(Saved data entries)
▬▬▬
PR #1074, opened 2026-06-18
fix: Scala 3.9 compatibility fixes

He-Pin:
### Motivation
Scala 3.9.0-RC1 introduces several breaking changes:
1. `-language:_` wildcard option is no longer accepted
2. `-Yfuture-lazy-vals` option removed (behavior is now default)
3. `-Ywarn-dead-code` is Scala 2 only
4. Context bound desugaring changes, breaking explicit `ClassTag`/`Tuple`/`LogSource` passing patterns

### Modification
- **build.sbt**: Make `-language:_` conditional on Scala 3 minor < 9
- **project/Common.scala**: Move `-Ywarn-dead-code` to Scala 2 only, conditionally include `-Yfuture-lazy-vals` for Scala 3 < 3.9
- **HttpMessage.scala, RejectionHandler.scala, PredefinedToResponseMarshallers.scala**: Use `implicit val ClassTag` instead of context bound `[T: ClassTag]`
- **Directive.scala, BasicDirectives.scala, PathMatcher.scala**: Use `implicit val Tuple` instead of context bound `[L: Tuple]`
- **PoolInterface.scala, StageLoggingWithOverride.scala**: Use `implicit val LogSource` instead of explicit passing

### Result
pekko-http `parsing`, `http-core`, `http`, and `http-testkit` modules compile cleanly with Scala 3.9.0-RC1.

### Tests
- `sbt "++3.9.0-RC1!; parsing/compile; http-core/compile; http/compile; http-testkit/compile"` passes

### References
None - Scala 3.9 forward compatibility

### DIFF
--- a/build.sbt
+++ b/build.sbt
@@ -108,7 +108,11 @@ lazy val parsing = project("parsing")
   .settings(AutomaticModuleName.settings("pekko.http.parsing"))
   .addPekkoModuleDependency("pekko-actor", "provided", PekkoCoreDependency.default)
   .settings(Dependencies.parsing)
-  .settings(scalacOptions += "-language:_")
+  .settings(scalacOptions ++= {
+    val v = scalaVersion.value
+    if (v.startsWith("3") && CrossVersion.partialVersion(v).exists(_._2 >= 9)) Seq.empty
+    else Seq("-language:_")
+  })
   .settings(scalaMacroSupport)
   .enablePlugins(ScaladocNoVerificationOfDiagrams)
   .enablePlugins(ReproducibleBuildsPlugin)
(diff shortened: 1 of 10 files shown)


build.sbt
```diff
@@ -108,7 +108,11 @@ lazy val parsing = project("parsing")
   .settings(AutomaticModuleName.settings("pekko.http.parsing"))
   .addPekkoModuleDependency("pekko-actor", "provided", PekkoCoreDependency.default)
   .settings(Dependencies.parsing)
-  .settings(scalacOptions += "-language:_")
+  .settings(scalacOptions ++= {
```
pjfanning: this is done in 3 places in this file - would it be possible to add a shared function or val to help here?

He-Pin (commented):
Done. Extracted `notOnScala39Plus` helper in `Common.scala` and replaced all 3 inline blocks.

pjfanning (approved):
lgtm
▬▬▬
» Problem description:
Which lines in the data above hold the string "testkit"? Return each of them.

» Your response:
pekko-http `parsing`, `http-core`, `http`, and `http-testkit` modules compile cleanly with Scala 3.9.0-RC1.
- `sbt "++3.9.0-RC1!; parsing/compile; http-core/compile; http/compile; http-testkit/compile"` passes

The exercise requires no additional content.